As parents, we have a primal need to protect our children from danger. Climate change is a looming danger, a big hulking thing that could—if worst case scenarios come to pass—change life as we know it. It makes me worry whether, alongside teaching my children basic skills like folding laundry and budgeting, should I also be teaching them how to find water and survive in the case of a full societal collapse? (By the way, I do not know how to teach any of that.)

Thanks to my love of dystopian fiction, I can imagine scenarios where my children’s adult lives are less about Saturday morning soccer and more about scrounging, day in and day out, to secure the most basic resources for themselves. It’s a future I don’t want for them, and worrying about it literally keeps me up at night.

Most climate scientists don’t foresee a “full societal collapse” within a couple of decades in Western Europe. Which sounds comforting, except a couple of decades isn’t that long and the qualification of Western Europe is concerning, and highlights a separate issue: eco-anxiety, and climate change, doesn’t look the same across all geographic regions and across racial and economic divides. Populations with less resources will be affected sooner and more harshly.

Tips To Help Manage Your Eco-Anxiety

Eco-anxiety is a natural response to what’s happening around us, say experts, and in some ways, it’s not all bad.

“I think it’s a positive that people are talking about it because it’s not a groundless fear, it is happening,” says Burke. “This issue needs to be talked about and it also needs to be talked about in that: ‘OK, it’s there, that’s a natural response, what are we going to do about it?’”

Doing something about climate change can return a feeling of control and help lessen feelings of helplessness.

Those things include avoiding single use plastics, getting involved in grassroots movements, or donating to organizations that are fighting climate change.
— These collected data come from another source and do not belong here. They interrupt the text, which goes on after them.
PR #1276, opened 2026-03-05
Add resume functionality to `to_hats`

### LINKED ISSUE #760: Make it possible to resume LSDB pipeline
**Feature request**

Let's say I'm running a pipeline, but the job crashes. It would be nice to resume and continue from the same point!

One option would be to add a `Catalog.to_hats(..., resume: bool = False)` argument which, if set to `True`, would check the target folder and skip all partitions that are already present. It should probably also verify the validity of existing Parquet files.

**Before submitting**
Please check the following:

smcguire-cmu:
Changes to_hats to write done and histogram files while writing, allowing the pipeline to be resumed by reading the progress in the directory.

Closes #760


delucchi-cmu (commented):
Please tag the related issue. Looks like #760.

delucchi-cmu (approved):

PR #1284, opened 2026-03-11
Introduce crossmatch_nested(how: "left" | "inner")

### LINKED ISSUE #785: `crossmatch_nested` mixes "inner" and "left" join behaviors
**Bug report**

Currently `Catalog.crossmatch_nested` makes an "inner" join on the HEALPix tree level (1) and "left" join on the partition level (2). It is a confusing behavior.

1. 
https://github.com/astronomy-commons/lsdb/blob/ba4dbe6e017633d52b5369911a0da2cf8733e64b/src/lsdb/dask/crossmatch_catalog_data.py#L215
https://github.com/astronomy-commons/lsdb/blob/ba4dbe6e017633d52b5369911a0da2cf8733e64b/src/lsdb/dask/merge_catalog_functions.py#L106

2.
https://github.com/astronomy-commons/lsdb/blob/ba4dbe6e017633d52b5369911a0da2cf8733e64b/src/lsdb/core/crossmatch/abstract_crossmatch_algorithm.py#L255

Related to https://github.com/astronomy-commons/lsdb/issues/463 and https://github.com/astronomy-commons/lsdb/issues/655

**Before submitting**
Please check the following:

### LINKED ISSUE #1149: Add `how='inner'` argument to crossmatch_nested
**Feature request**

Following the fix to #655, add the same `how=` argument to `crossmatch_nested`.

Per @camposandro: nested crossmatch is already a left-join but only for the pixels that result from the inner alignment of the two catalogs. Does this mean that if we have pixels of the left catalog that do not overlap with those on the right then the data of those left pixels would be missing in the results of a "left crossmatch"? We should determine that behavior.

See https://github.com/astronomy-commons/lsdb/pull/1138#discussion_r2542771996

**Before submitting**
Please check the following:

- [X] If I have ideas for how the new feature could be implemented, I have provided explanations and/or pseudocode and/or task lists for the steps.

hombit:
Fixes https://github.com/astronomy-commons/lsdb/issues/785, it is a breaking change, because `crossmatched_nested` results will change from what we have now: no `Nulls` for `how='inner'` (default) and adds non-overlapping pixels for `how='left'`.

### DIFF
--- a/src/lsdb/catalog/catalog.py
+++ b/src/lsdb/catalog/catalog.py
@@ -399,6 +399,7 @@ class Catalog(HealpixDataset):
         output_catalog_name: str | None = None,
         require_right_margin: bool = False,
         nested_column_name: str | None = None,
+        how: str = "inner",
     ) -> Catalog:
         # pylint:disable=unused-argument
         """Perform a cross-match between two catalogs, adding the result as a nested column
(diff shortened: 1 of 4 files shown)


smcguire-cmu (approved):
Looks good thanks!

It’s important, however, to find balance, and not get too compulsive in our behaviors, says Burke. Ultimately (and unfortunately) the real work will fall to political leaders and a few key corporations to make changes that have wide-scale positive effects. But taking back some control is helpful.

In an interview with Time Magazine, Caroline Hickman, a psychotherapist and CPA member, also urges people experiencing eco-anxiety to talk about their feelings. She says, “It doesn’t have to be a therapy group, but I wouldn’t advise doing it all alone. Because this is pretty scary stuff.”

The reality is our climate is changing, and has changed for the worse. There’s no fixing what’s broken. Unless we (“we,” including big corporations) don’t begin making changes now (yesterday), things will continue to get worse. That’s terrifying.

But I still believe we can stop the ultimate worst-case scenario. World leaders and scientists are turning their attention (finally) to climate change and more headlines are popping up indicating a movement is growing—hopefully it’ll gain momentum quicker. I believe it will. It’s the reason I can fall back asleep at night and the reason I haven’t given up trying to do my small part in protecting the environment.

For many of us, me included, eco-anxiety is here to stay. But hopefully, we all find a way to put it to use to protect the next generation, and all the ones after, from feeling the same, from living that worst-case scenario.